● **Exercise objective**
Somewhere below are a line with "This patch addresses" and a later line with "and resource handling.". Output exactly those lines and all lines between them.

_____

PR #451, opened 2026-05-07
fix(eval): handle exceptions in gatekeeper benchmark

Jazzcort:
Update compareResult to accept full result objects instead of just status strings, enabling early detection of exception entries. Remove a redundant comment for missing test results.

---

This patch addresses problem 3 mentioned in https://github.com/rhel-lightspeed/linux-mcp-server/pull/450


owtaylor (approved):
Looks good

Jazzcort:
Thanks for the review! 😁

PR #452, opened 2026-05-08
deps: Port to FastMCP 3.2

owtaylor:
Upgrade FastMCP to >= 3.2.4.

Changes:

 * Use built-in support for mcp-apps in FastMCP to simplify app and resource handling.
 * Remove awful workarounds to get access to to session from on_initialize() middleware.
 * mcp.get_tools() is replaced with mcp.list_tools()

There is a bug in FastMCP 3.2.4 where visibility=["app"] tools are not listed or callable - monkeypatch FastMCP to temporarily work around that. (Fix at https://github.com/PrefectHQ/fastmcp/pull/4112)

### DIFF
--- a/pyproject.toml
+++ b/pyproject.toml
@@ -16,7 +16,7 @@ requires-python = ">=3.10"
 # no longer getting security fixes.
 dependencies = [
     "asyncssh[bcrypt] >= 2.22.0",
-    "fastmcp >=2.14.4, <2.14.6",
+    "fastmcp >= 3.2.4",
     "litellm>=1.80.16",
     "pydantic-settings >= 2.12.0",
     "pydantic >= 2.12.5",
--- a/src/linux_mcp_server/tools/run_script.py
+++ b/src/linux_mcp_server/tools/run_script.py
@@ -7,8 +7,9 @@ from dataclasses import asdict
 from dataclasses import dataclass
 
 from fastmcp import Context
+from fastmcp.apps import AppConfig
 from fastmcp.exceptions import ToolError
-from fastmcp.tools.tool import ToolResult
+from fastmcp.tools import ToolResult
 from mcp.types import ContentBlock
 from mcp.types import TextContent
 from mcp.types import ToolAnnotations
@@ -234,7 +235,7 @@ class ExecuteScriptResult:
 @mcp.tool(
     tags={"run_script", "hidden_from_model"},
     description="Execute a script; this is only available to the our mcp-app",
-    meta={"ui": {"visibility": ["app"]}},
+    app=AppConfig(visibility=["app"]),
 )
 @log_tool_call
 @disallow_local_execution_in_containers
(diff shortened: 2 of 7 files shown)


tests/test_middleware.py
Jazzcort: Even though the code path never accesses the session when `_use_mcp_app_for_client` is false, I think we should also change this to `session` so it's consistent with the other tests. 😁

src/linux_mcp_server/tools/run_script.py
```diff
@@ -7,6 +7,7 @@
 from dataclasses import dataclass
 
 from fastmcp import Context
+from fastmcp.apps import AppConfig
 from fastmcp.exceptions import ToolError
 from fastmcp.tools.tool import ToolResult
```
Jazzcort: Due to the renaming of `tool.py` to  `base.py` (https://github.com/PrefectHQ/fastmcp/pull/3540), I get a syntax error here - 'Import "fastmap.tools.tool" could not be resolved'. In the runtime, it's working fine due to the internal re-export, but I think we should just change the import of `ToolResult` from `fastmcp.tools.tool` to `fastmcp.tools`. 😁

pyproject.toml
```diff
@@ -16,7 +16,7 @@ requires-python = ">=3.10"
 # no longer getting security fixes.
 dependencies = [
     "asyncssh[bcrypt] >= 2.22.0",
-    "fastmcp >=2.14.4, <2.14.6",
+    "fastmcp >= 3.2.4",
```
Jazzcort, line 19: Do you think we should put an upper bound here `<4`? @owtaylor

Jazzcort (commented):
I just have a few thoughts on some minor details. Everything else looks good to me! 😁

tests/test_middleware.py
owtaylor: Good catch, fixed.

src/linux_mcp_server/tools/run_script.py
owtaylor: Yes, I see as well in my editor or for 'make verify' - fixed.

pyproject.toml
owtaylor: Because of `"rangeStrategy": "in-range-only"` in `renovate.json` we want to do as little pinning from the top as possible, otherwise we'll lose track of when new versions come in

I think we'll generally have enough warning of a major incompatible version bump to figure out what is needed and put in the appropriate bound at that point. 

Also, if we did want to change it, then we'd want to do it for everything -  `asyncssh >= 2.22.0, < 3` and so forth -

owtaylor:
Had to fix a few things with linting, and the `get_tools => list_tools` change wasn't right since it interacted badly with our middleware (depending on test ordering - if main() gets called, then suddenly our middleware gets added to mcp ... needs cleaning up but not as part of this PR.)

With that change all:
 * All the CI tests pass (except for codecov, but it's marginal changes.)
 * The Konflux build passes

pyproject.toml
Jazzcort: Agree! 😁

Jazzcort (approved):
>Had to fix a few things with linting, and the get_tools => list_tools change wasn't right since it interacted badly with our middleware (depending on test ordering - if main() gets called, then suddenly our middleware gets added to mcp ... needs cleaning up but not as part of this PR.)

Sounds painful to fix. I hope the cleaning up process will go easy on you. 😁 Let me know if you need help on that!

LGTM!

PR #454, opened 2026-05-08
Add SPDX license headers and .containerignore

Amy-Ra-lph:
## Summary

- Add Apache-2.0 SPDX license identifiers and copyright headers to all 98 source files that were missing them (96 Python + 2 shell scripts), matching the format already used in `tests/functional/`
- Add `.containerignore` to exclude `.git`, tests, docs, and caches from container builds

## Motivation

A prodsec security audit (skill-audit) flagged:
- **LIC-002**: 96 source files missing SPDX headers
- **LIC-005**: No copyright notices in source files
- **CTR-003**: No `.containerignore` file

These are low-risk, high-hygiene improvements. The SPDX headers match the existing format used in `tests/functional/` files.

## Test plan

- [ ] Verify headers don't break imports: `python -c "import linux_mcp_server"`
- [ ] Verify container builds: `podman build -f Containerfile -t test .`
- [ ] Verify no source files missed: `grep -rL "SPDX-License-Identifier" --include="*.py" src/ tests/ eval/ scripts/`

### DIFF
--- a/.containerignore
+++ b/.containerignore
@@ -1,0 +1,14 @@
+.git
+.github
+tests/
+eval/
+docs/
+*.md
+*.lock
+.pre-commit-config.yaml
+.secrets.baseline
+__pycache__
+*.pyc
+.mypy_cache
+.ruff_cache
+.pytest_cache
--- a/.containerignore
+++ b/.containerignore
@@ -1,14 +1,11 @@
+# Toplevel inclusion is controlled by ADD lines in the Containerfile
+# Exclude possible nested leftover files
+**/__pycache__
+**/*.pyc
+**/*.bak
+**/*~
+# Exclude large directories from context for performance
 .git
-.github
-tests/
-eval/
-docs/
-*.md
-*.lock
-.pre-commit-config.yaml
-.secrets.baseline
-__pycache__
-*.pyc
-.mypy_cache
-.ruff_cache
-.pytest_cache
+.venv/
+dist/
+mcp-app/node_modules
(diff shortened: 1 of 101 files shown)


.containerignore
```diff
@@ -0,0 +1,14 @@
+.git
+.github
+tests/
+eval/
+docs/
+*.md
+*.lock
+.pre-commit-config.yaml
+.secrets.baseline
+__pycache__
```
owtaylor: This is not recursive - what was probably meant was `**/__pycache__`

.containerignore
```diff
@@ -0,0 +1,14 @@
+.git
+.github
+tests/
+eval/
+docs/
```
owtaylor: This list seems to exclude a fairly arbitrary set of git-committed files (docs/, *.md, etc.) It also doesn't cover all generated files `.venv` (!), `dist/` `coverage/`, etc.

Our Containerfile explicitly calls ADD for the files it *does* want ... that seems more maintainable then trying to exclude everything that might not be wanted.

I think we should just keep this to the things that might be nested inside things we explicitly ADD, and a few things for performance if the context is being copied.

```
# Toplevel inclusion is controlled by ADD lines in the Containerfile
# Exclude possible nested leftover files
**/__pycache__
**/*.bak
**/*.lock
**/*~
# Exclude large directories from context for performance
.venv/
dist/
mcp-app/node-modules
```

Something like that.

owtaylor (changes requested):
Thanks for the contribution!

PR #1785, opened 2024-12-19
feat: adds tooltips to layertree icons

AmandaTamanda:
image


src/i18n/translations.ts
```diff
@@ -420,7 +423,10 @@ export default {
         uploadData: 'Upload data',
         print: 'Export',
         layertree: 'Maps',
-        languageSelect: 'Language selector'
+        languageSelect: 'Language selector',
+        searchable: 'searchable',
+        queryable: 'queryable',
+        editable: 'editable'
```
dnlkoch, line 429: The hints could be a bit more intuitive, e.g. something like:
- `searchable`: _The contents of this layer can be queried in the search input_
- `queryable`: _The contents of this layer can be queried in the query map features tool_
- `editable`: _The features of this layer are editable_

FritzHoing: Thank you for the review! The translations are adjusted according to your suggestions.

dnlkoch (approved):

_____

● **Result for this exercise**
This patch addresses problem 3 mentioned in https://github.com/rhel-lightspeed/linux-mcp-server/pull/450


owtaylor (approved):
Looks good

Jazzcort:
Thanks for the review! 😁

PR #452, opened 2026-05-08
deps: Port to FastMCP 3.2

owtaylor:
Upgrade FastMCP to >= 3.2.4.

Changes:

 * Use built-in support for mcp-apps in FastMCP to simplify app and resource handling.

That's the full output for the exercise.